OLYMPIA, Wash. – Non-smokers would not be allowed to work at cigar lounges under a bill debated at the state Capitol this week.
Applicants would have to take a blood test to prove they are tobacco users in House Bill 1919, sponsored by Rep. Brandon Vick, R-Clark County.
“I don’t believe if you’re not a cigar smoker you’re going to even apply for a job in a cigar lounge,” said Vick.
State law allows private smoking clubs, paid for by dues-paying members, but cigar sellers and restaurant owners have repeatedly tried to get the state to allow smoking lounges on their property.
Critics have raised concerns that the lounges would force non-smokers to be exposed to second-hand smoke.
That’s why Vick said he proposed prohibiting non-smokers from working in those spaces.
The American Cancer Society’s Cancer Action Network called the proposal “outrageous.”
“It’s a workplace safety issue,” said ACSCAN Vice President of Government Relations Barbara Flye. “Employees deserve the right to breathe clean air whether they’re a smoker or not.”

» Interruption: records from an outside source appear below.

PR #134, opened 2019-06-20
Follow up 126: factor out hardcoded common name

mikaelarguedas:
Factors out the hardcoded `sros2testCA` into a constant `DEFAULT_COMMON_NAME`.

Once this is merged, the tests checking for the common name can be updated to leverage this new constant as well.

Long term, this should likely be exposed to users so that they can pick the name used instead of this hardcoded one

### DIFF
--- a/sros2/sros2/api/__init__.py
+++ b/sros2/sros2/api/__init__.py
@@ -47,6 +47,8 @@ DOMAIN_ID_ENV = 'ROS_DOMAIN_ID'
 NODE_NAME = namedtuple('NodeName', ('node', 'ns', 'fqn'))
 TOPIC_INFO = namedtuple('Topic', ('fqn', 'type'))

Flye is involved with tobacco and cancer-related legislation in six U.S. states and has never heard of a bill making smoking a job requirement.
She said the law would encourage people to smoke and discourage them from quitting.
Vick said if an employee working in a smoking lounge were to quit using tobacco they could not be fired and would have to be reassigned to another job within the establishment.
He also said he is willing to drop the blood test requirement and have job applicants sign affidavits saying they are smokers.
Vick believes passing the bill would be good for the state’s cigar industry and for consenting adults who want to smoke cigars somewhere other than their own properties.